На следующий день Антон пришел на работу раньше обычного, рассчитывая, пока никто не мешает, на свежую голову обмозговать собранные материалы расследования. Хотя уголовное дело было только что возбуждено, в нем уже, кроме протокола осмотра места происшествия на десяти страницах, набралось около двух десятков страниц первоначальных показаний свидетелей, включая показания заведующей магазином.
Отомкнув ключом дверь, Антон прошелся по узкому своему кабинетику, сел за стол. Почти месяц не сидел он за этим столом, но, казалось, будто отпуска вовсе и не было. Как всегда поутру, пол кабинета чисто вымыт, в графине — свежая вода, на столе — ни пылинки и даже на перекидном календаре сегодняшнее число — 16 июля, понедельник. «Преступление совершено в ночь с субботы на воскресенье», — машинально подумал Антон и принялся перечитывать материалы расследования. Чтение заняло около часа. Отложив последнюю страницу, облокотился на стол, задумался.
Создавалось впечатление, что в магазин, словно соревнуясь, проникли два преступника. При этом — каждый своим путем: один влез через выставленное окно, другой — через взломанную заднюю дверь. Или это — своего рода маскировка, чтобы запутать следствие?
«Позвоню-ка Медникову, как у него дела», — решил Антон, придвигая к себе телефонный аппарат.
Медников ответил быстро, словно ждал звонка.
— Здравствуй, Боря, — сказал Антон. — Чем порадуешь?
— Земные радости ничтожны, — в обычной своей манере изрек Медников. — Строчу вот тебе заключение. Если не торопишься, к концу дня занесу.
— Может, по телефону коротенько проинформируешь?
— Не терпится?
— С девяти часов начинаю допрашивать свидетелей. Авось что пригодится из твоего заключения.
Медников вздохнул:
— Коротенько говоря, смерть Гоганкина наступила в результате острой сердечной недостаточности. Еще короче и яснее — умер от разрыва сердца.
— С чего бы вдруг этот разрыв произошел?
— Причин медицина знает много. Слабенькое сердчишко может отказать от большой физической нагрузки, от чрезмерной радости, испуга… от алкогольного отравления. Энциклопедические сведения, думаю, тебе не нужны, поэтому в своем заключении указываю две предполагаемых причины смерти. Первая — от испуга, вторая — от алкогольного отравления. Труп буквально пробальзамирован тройным одеколоном, а внутренние органы настолько разрушены, что более наглядного примера для иллюстрации влияния алкоголя трудно подыскать.

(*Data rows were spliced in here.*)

PR #5450, opened 2026-07-09
fix: Fix the quick close-open streaming method bug

### LINKED ISSUE #5449: Opening a second stream in quick succession races with websocket teardown
### Describe the bug

Underneath streaming endpoints, `ClientMethodStreamManager` shares one websocket across all method streams and closes it when the last stream ends. That teardown is fired without synchronizing against new `openMethodStream` calls, so a client that closes one method stream and promptly opens another can crash with an undocumented `StateError`, or have the new stream silently killed.

### To reproduce

Any usage pattern with short-lived, back-to-back method streams (e.g. an RPC-style call that opens a stream, completes, and is immediately called again) can hit it. Long-lived streams rarely exercise the window, which is probably why it has never happened until now.

### Race 1: teardown fires while a new stream is being opened

`_tryCloseConnection` calls `closeAllConnections()` unawaited when both stream maps are empty:

```dart
void _tryCloseConnection() {
  if (_inboundStreams.isEmpty && _outboundStreams.isEmpty) {
    closeAllConnections();
  }
}
```

Sequence:

1. The server closes the last method stream; `_dispatchCloseMethodStreamCommand` empties the stream maps and `_tryCloseConnection` schedules `closeAllConnections()` (unawaited).
2. The application immediately calls `openMethodStream`. `_openMethodStream` checks `if (_webSocket == null)` — still non-null because the teardown has not run its lock body yet — so it skips `_connectSynchronized`.
3. `_openMethodStream` suspends at `await connectionDetails.authKeyProvider?.authHeaderValue`, yielding to the event loop; the scheduled teardown runs and sets `_webSocket = null`.
4. `_addMessageToWebSocket(openCommand)` throws:

```console
Bad state: Message posted when web socket connection is closed: {"type":"omsc","data":{...,"args":"{...}","is":["..."],"auth":"Bearer token"}}
  package:serverpod_client/src/client_method_stream_manager.dart 606:7   ClientMethodStreamManager._addMessageToWebSocket
  package:serverpod_client/src/client_method_stream_manager.dart 159:5   ClientMethodStreamManager._openMethodStream
  ===== asynchronous gap ===========================
  package:serverpod_client/src/client_method_stream_manager.dart 110:14  ClientMethodStreamManager.openMethodStream
```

— Тебе не показалось, что на лице трупа застыло выражение ужаса?
— Нет. Этого мне не показалось, — Медников помолчал. — Все дело в том, что Гога-Самолет даже в лучшие свои годы не был красавцем. Черты его лица, строение черепа лишний раз подтверждают дарвиновское учение, что человек произошел от обезьяны.
— Все шутишь?
— Отчасти. У Гоганкина — череп врожденного дебила, рот набок и впридачу с глазными мышцами не все в порядке. Встречал когда-нибудь людей, спящих с полуоткрытыми глазами? Вот Гоганкин из них.
— Выходит, смерть не насильственная?
— На трупе, кроме пустячного пореза руки, нет ни малейших следов насилия.
В кабинет осторожно постучали. Держа в руке повестку, робко вошла девушка лет двадцати, не больше.
— Чурсина, — смущаясь, сказала она.
Антон показал на стул, попрощался с Медниковым и. положив телефонную трубку, уточнил:
— Чурсина Лидия Ивановна?
— Да.
— Заведующая магазином, Мария Ивановна, не родня вам?
— Нет. У нас одинаковое отчество и только. Девушка робко присела на краешек стула и, сцепив в пальцах руки, прикрыла ими обнажившиеся колени. Чуть-чуть подкрашенные глаза ее избегали встречи со взглядом Антона.